Fight for control: prevention & response to corporate deadlock
In reality, because of corporate governance, there are raising disputes between the company and shareholders, between shareholders and shareholders, which makes the company in a stalemate due to the intensification of contradictions. The shareholders' meeting, the board of directors and other corporate governance institutions can not make decisions according to the legal procedures or the articles of association, thus making the company unable to operate normally and damaging the interests of shareholders. Can this kind of corporate deadlock be prevented? How to deal with such a deadlock?
The causes of company deadlock
01
Shareholders often pursue the same interests when they initiate the establishment of a company. This also reflects the human nature of the company. At this time, there is great trust between shareholders. With the improvement of the company's operating conditions, the use of distributable profits generated by the operating conditions needs shareholders to make decisions. At this time, shareholders may start from their own interests, and the situation of trust basis at the beginning will be broken. The imbalance of common interests will lead to the formation of deadlock in the company.

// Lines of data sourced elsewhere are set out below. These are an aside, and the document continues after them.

PR #2470, opened 2021-10-01
Engaging Crowds: add confirmation dialog for Next/Prev navigation

shaunanoordin:
## PR Overview

Package: `lib-classifier`
Project: Engaging Crowds

Context: Engaging Crowds introduces the ability for users to _select individual Subjects_ in an _indexed, organised Subject Set._ (e.g. Subject Set = a book, Subject = pages, in order) This feature also allows a user to go to the Previous or Next Subject in the indexed set (similar to reading a book). However, there's a possibility that a user might inadvertently move to the Prev/Next Subject while they're still working on the current Subject, not realising they might lose any work in progress.

The intent of this PR is to add a confirmation dialog, prompting users "Are you sure you want to navigate to the Next/Previous Subject?" IF they've already started annotating the current Subject.

Components:
- [ ] Add a mechanism in the annotations (AnnotatedSteps, actually) to check if any there is ANY annotation with their `._inProgress` value set to true.
- [ ] Connect that "checkForProgress" mechanism up to the `SubjectProgressBanner` (which contains the Next/Prev nav buttons, and only displays for grouped WFs with indexed Subject Sets)
- [ ] Modify the Next/Prev nav button logic to check the "checkForProgress" mechanism
- [ ] Add the "Are you SURE??" modal

Intended Behaviour:
- Applicable only for grouped WFs with indexed Subject Sets which allow single Subject selection
- On the Classifier, with a Subject selected:
  - If user has NOT started making any annotations (current step, previous step, or next step, whatever), clicking the Next or Previous nav button should take the user to the next/previous Subject immediately.
  - If user HAS started making any notations, clicking the Next or Previous nav button should open the "Are you sure?" modal
    - If user says yes, the modal closes and then navigation happens as intended.
    - If user says no, the modal closes with no further action.

### Testing

Currently testing on an EC project that has Indexed Subject Sets and Individual Subject Selection enabled, i.e. Scarlet and Blues. Please be aware that this is a rather unique setup with several external dependencies, so describing the full process of replicating that project + external dependencies for "standalone testing" is beyond the scope of this PR.

Basically, just click this link to test, and hope it's still alive when you're reading this: https://frontend.preview.zooniverse.org/projects/bogden/scarlets-and-blues/classify/workflow/18505/subject-set/98217/subject/68961909?env=production

### Status

WIP

### DIFF
--- a/packages/lib-classifier/src/store/AnnotatedSteps/AnnotatedSteps.js
+++ b/packages/lib-classifier/src/store/AnnotatedSteps/AnnotatedSteps.js
@@ -133,11 +133,19 @@ const AnnotatedSteps = types.model('AnnotatedSteps', {
     })
   }
 
+  /** Checks if the user has started making any annotations. Returns boolean */
+  function checkForProgress() {
+    // TODO
+    return Math.random() <= 0.5
+  }
+
+
   return {
     back,
     finish,
     next,
-    start
+    start,
+    checkForProgress
   }
 })
 
--- a/packages/lib-classifier/src/components/Classifier/components/Banners/Banners.js
+++ b/packages/lib-classifier/src/components/Classifier/components/Banners/Banners.js
@@ -10,7 +10,7 @@ import UserHasFinishedWorkflowBanner from './components/UserHasFinishedWorkflowB
 function useStores(stores) {
   const { classifierStore } = stores ?? React.useContext(MobXProviderContext)
   return {
-    annotations: classifierStore.annotations,
+    annotatedSteps: classifierStore.annotatedSteps,
     subject: classifierStore.subjects.active,
     subjects: classifierStore.subjects,
     workflow: classifierStore.workflows.active
@@ -20,14 +20,14 @@ function useStores(stores) {
 const environment = process.env.APP_ENV
 
 function Banners({ stores }) {
-  const { annotations, subject, subjects, workflow } = useStores(stores)
+  const { annotatedSteps, subject, subjects, workflow } = useStores(stores)
   const subjectNumber = subject?.priority ?? -1
   const hasIndexedSubjects = workflow?.hasIndexedSubjects
   const hasGroupedOrderedSubjects = workflow?.grouped && workflow?.prioritized
   if (environment !== 'production' && hasIndexedSubjects && subjectNumber > -1) {
     return (
       <SubjectSetProgressBanner
-        annotations={annotations}
+        checkForProgress={annotatedSteps.checkForProgress}
         onNext={subjects.nextIndexed}
         onPrevious={subjects.previousIndexed}
         subject={subject}
--- a/packages/lib-classifier/src/components/Classifier/components/Banners/Banners.js
+++ b/packages/lib-classifier/src/components/Classifier/components/Banners/Banners.js
@@ -10,6 +10,7 @@ import UserHasFinishedWorkflowBanner from './components/UserHasFinishedWorkflowB
 function useStores(stores) {
   const { classifierStore } = stores ?? React.useContext(MobXProviderContext)
   return {
+    annotations: classifierStore.annotations,
     subject: classifierStore.subjects.active,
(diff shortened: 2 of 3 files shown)


shaunanoordin:
## PR Update

This PR is now functional! Please check Components and Intended Behaviour noted on the previous post, along with the test URL. I'm marking this ready for review, but I'll need to swing back tomorrow to check for tests, storybook, etc.

packages/lib-classifier/src/store/AnnotatedSteps/AnnotatedSteps.js
```diff
@@ -133,11 +133,21 @@ const AnnotatedSteps = types.model('AnnotatedSteps', {
     })
   }
 
+  /** Checks if the user has started making any annotations. Returns boolean */
+  function checkForProgress() {
```
eatyourgreens, line 137: This doesn’t change the model state, so it can be a view instead of an action.

packages/lib-classifier/src/store/AnnotatedSteps/AnnotatedSteps.js
```diff
@@ -133,11 +133,21 @@ const AnnotatedSteps = types.model('AnnotatedSteps', {
...
+    let progressFlag = false
+    self.annotations.forEach(annotation => {
+      progressFlag ||= annotation.inProgress
```
eatyourgreens, line 140: I think you can check `annotation._inProgress` directly here, which saves another view.

eatyourgreens (commented):
A couple of quick initial comments. Nothing major.

shaunanoordin:
## PR Update

Thanks for the feedback, Jim!

- `intent` now uses a function callback, instead of a "next"/"previous" string with if-else statements
  - Curiously, I learnt that to set a function as a state value, you need to use `setMyState(() => myFunction)`, not `setMyState(myFunction)`. Doing the latter will instead immediately trigger myFunction()
- `<ConfirmModal>` is now an actual _modal_
  - This prevents the user from interacting with other bits of the classifier, e.g. clicking the Prev/Next buttons while the modal is open.
  - ❔ Ahhah, but there's still a small accessibility issue. The ConfirmModal does NOT automatically gain focus, even though it has `ConfirmModal.GrommetModal.active = true`. When the modal loads, the focus goes to an invisible `<a>` anchor that's part of the GrommetModal instead. Maybe I need to explicitly spell out that the Primary Button should get the focus.
- `Annotation.inProgress` is no longer needed since I just realised I no longer need to a getter function that I can extend for different Annotation data types. `Annotation._inProgress` is used in its place.

eatyourgreens:
>Curiously, I learnt that to set a function as a state value, you need to use setMyState(() => myFunction), not setMyState(myFunction). Doing the latter will instead immediately trigger myFunction()

I forgot about the callback pattern for setting state: `const state = setState(oldState => newState)`. When you pass a function, it runs and the return value is used as the new state. `useRef` might be more relevant here, for storing a ref to the callback function but 🤷‍♂️ .

A pattern similar to this might work but I'm not sure if it's any better than what we've got. The state change triggers a re-render, but with a new value for the stored reference.
```jsx
const [ showModal, setShowModal ] = useState(false);
const confirmCallback = useRef(null);

function deferredNext() {
  confirmCallback.current = onNext;
  setShowModal(true);
}

function deferredPrevious() {
  confirmCallback.current = onPrevious;
  setShowModal(true);
}

function onConfirm() {
 confirmCallback.current();
 confirmCallback.current = null;
 setShowModal(false);
}
return <ConfirmModal active={showModal} onConfirm={onConfirm} />
```

eatyourgreens:
The stories are broken with
```
MobX Provider: The set of provided stores has changed. See: https://github.com/mobxjs/mobx-react#the-set-of-provided-stores-has-changed-error.
```

That's from #2402. The controls should be updating component props, not generating a MobX store when they change.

2. There are some defects in the voting rights and shareholding ratio of the company based on the joint venture or joint venture design.
3. Shareholders do not have a strong understanding of the legal deadlock and risk prevention of the company.
Prevention and accordingly solution of company deadlock
02
1. For the company's ownership structure and voting rights for a reasonable design
① The shareholders' meeting or the board of directors can not stipulate that the resolution can be formed only by unanimous approval. Once the shareholders' opinions are inconsistent, it is easy to form the deadlock of the company.② For the provisions of the resolution can not be designed higher than 2 / 3 of the voting rights or higher voting rights stipulated in the articles of association, once the subsequent need for financing, capital increase or equity transfer, the proportion is too high, it is difficult to pass the vote, forming a corporate deadlock.③ If the shareholders' meeting or the board of directors can not meet the conditions for holding the meeting after being convened twice, or even if the meeting can be convened but the resolution can not be reached, a shareholder or the director shall be given the final decision right to solve the general voting matters, and the major matters of the company still need to be carried out in accordance with the requirements of the Company Law.④ No matter how thorough consideration is given to the formulation of the articles of association, unforeseen matters may arise. Therefore, no matter how the voting rights are distributed, it is stipulated that if the shareholders' meeting or the board of directors cannot meet the conditions for holding the meeting twice, or if the meeting can be held but the resolution cannot be reached, the company can be dissolved. This provides a way out for the company deadlock, which will not make the company deadlock and want to dissolve the company face difficulties.
2. Design the exit mechanism of shareholders.
In the case of the loss of the basis of the company's shareholders' personal integrity, the exit of some shareholders may be able to better solve the company's difficulties, and also enable the shareholders with operating ability to get better opportunities. In the design of the articles of association, in the case of deadlock, any shareholder can issue a request to other shareholders to acquire or transfer shares. The shareholders who receive the request should make an expression within a certain period of time. If no expression is made within the time limit, the shareholders who receive the request should transfer or accept the acquired shares according to the proportion of their shares. Guarantee the smooth exit of shareholders after the deadlock of the company.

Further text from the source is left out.